Elle continue à se trémousser. Quelle casse-pieds. Si avec tout ça, il n’arrive toujours pas à la mettre dans son lit, il la jette, s’assure-t-il. Mais en attendant, Pierre ne tient plus en place et la vue de l’entrejambe de Slash, si près, n’arrange pas les choses. Il s’éponge le front. Il transpire aussi maintenant. Il aurait dû garder un fond de bière et la renverser sur la jupe de Léa. Il s’excuserait, elle serait gênée et ils quitteraient la fosse. Il regarde par terre. De la terre battue. Peut-être que s’il faisait là, sur place, discrètement, la terre absorberait tout. Mais oui, c’est ça ! Ni vu ni connu ! Toutes les têtes sont tournées vers la scène. Personne ne fait attention à lui. La foule est immense. Quoi qu’il fasse, il n’aura jamais le temps de se frayer un chemin pour sortir de là et aller aux toilettes.

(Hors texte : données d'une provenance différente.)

PR #1452, opened 2023-06-21
Update Campaign cards on Homepage

ani-kalpachka:


src/components/client/index/sections/ActiveCampaignsSection/ActiveCampaignCard/ActiveCampaignCard.tsx
```diff
@@ -63,19 +47,35 @@ export default function ActiveCampaignCard({ campaign, index }: Props) {
             : targetAmount.split('.')[0]}
         </Sum>
       </SumWrapper>
+      <Grid
+        sx={{
+          background: `url(${campaignImagesUrl})`,
```
sashko9807, line 37: Not that it is going to be issue for now, but it is better to load images through Next's `<Image>` component when possible, as it offers some in-built image optimizations, which might result in slight performance improvement. This is just something to keep in mind. 

Leaving the necessary docs to read if you are interested.
[Next.js - Image Component](https://nextjs.org/docs/pages/api-reference/components/image)
[Next.js - Image Optimization](https://nextjs.org/docs/pages/building-your-application/optimizing/images)

src/components/client/index/sections/ActiveCampaignsSection/ActiveCampaignCard/ActiveCampaignCard.tsx
```diff
@@ -63,19 +47,35 @@ export default function ActiveCampaignCard({ campaign, index }: Props) {
...
+          height: '100%',
+          backgroundSize: 'cover',
```
sashko9807, line 39: Won't this approach cause some images to be either over-stretched or cut from the frame? I think a  better approach would be to set the width to `100%` and then use the [aspectRatio CSS property](https://developer.mozilla.org/en-US/docs/Web/CSS/aspect-ratio), to adjust the image's height.

igoychev (approved):

src/components/client/index/sections/ActiveCampaignsSection/ActiveCampaignCard/ActiveCampaignCard.tsx
igoychev: Great catch @sashko9807 ! We talked with @ani-kalpachka to make the image changes in separate PR to not delay the already ready visual improvements.

ani-kalpachka: Thanks for the review! 
I will apply this change in a separate PR.

PR #1458, opened 2023-06-30
ChangePasswordForm.tsx: Fix password validation

sashko9807:
Matches the behavior from registration and profile password change form

Closes: Reported in discord


igoychev (approved):
looks

PR #1461, opened 2023-07-01
donations/grid: Allow admins to edit billingEmail

sashko9807:
Targets [podkrepi-bg/api#500](https://github.com/podkrepi-bg/api/issues/500)

## Motivation and context
Currently billingEmail is used to link all anonymous donations to a specific user profile. Unfortunately when user donates via bank transaction, and prefers the donation to be anonymous, there is no way to link that donation to user's profile. This commits allows billingEmail to be either set or edited manually, thus linking anonymous donations to user's profile

### Steps to test
1. Open admin panel -> Дарения
2. Select specific donation, then go to Billing Email field and click the edit button
3. Select the profile to the user who will be associated with that anonymous donation
4. Click the save button

### DIFF
--- a/src/components/admin/donations/grid/RenderEditBillingEmailCell.tsx
+++ b/src/components/admin/donations/grid/RenderEditBillingEmailCell.tsx
@@ -1,0 +1,111 @@
+import React from 'react'
+import { AxiosError, AxiosResponse } from 'axios'
+import { useMutation } from '@tanstack/react-query'
+import { useTranslation } from 'next-i18next'
+import { GridRenderEditCellParams } from '@mui/x-data-grid'
+import { TextField, Tooltip, Box } from '@mui/material'
+import Autocomplete from '@mui/material/Autocomplete'
+import { Save } from '@mui/icons-material'
+import { PersonResponse } from 'gql/person'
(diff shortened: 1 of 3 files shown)


src/components/admin/donations/grid/RenderEditBillingEmailCell.tsx
```diff
@@ -0,0 +1,111 @@
...
+}
+const addIconStyles = {
+  background: '#4ac3ff',
+  borderRadius: '50%',
+  cursor: 'pointer',
+  padding: 0.7,
+  boxShadow: 3,
+}
+
+export default function RenderEditPersonCell({
```
igoychev, line 28: [naming] this should be RenderEditBillingEmailCell right?

igoychev (changes requested):
all good, just a minor naming for the new cell editor

src/components/admin/donations/grid/RenderEditBillingEmailCell.tsx
sashko9807: Yup.

igoychev (approved):

PR #1478, opened 2023-07-10
FirstStep.tsx: Improve otherAmount input field

sashko9807:
-Added an upper donation limit of BGN 1.500.000(Stripe allows up to $1M for a single transaction, so we are close enough); -
-Fixed conflicting labels with input borders;
-Fixed Firefox incompatibility, which caused the input field to accept letters and symbols

Closes: Reported in discord

### Steps to test
1. Find out a browser which doesn't completely support type="number" for inputs(such as Firefox). 
2. Input field should accept only numbers or decimal points as input.


ani-kalpachka (approved):

src/components/client/one-time-donation/steps/FirstStep.tsx
```diff
@@ -343,9 +424,74 @@ export default function FirstStep() {
...
+                  e.preventDefault()
+                  return
+                }
+                if (decimalSeparator !== e.key && (e.key === '.' || e.key === ',')) {
+                  e.preventDefault()
+                  return
+                }
+
+                if (
+                  (e.key.charCodeAt(0) >= 48 && e.key.charCodeAt(0) <= 57) ||
```
igoychev, line 447: looks like repeated code from the onKeyDown above, so definitely needs to be a reusable function

igoychev (changes requested):
great improvement, just please extract the onKeyDown code as a reusable function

D’une main fébrile, il ouvre sa braguette et pousse un soupir de soulagement.

Enfin, il commence à se relaxer, il est même prêt à essayer d’apprécier ce bruit. Il n’a pas fini que la mélodie de « Don’t Cry » commence. Léa, grisée, se tourne vers lui pour l’embrasser et sent un liquide chaud qui lui éclabousse les jambes. Pierre voit d’abord l’incompréhension dans son regard puis le dégout. Il l’entend crier, quand le poing du type à la perruque rousse s’écrase sur son nez.

-Dégueulasse !

A cet instant, ce n’est pas la chemise du chanteur mais une guitare électrique qui vole au-dessus de lui et le frappe en plein front.

La musique s’arrête au moment où il s’écroule au sol, le pantalon défait, la tête dans une flaque tiède.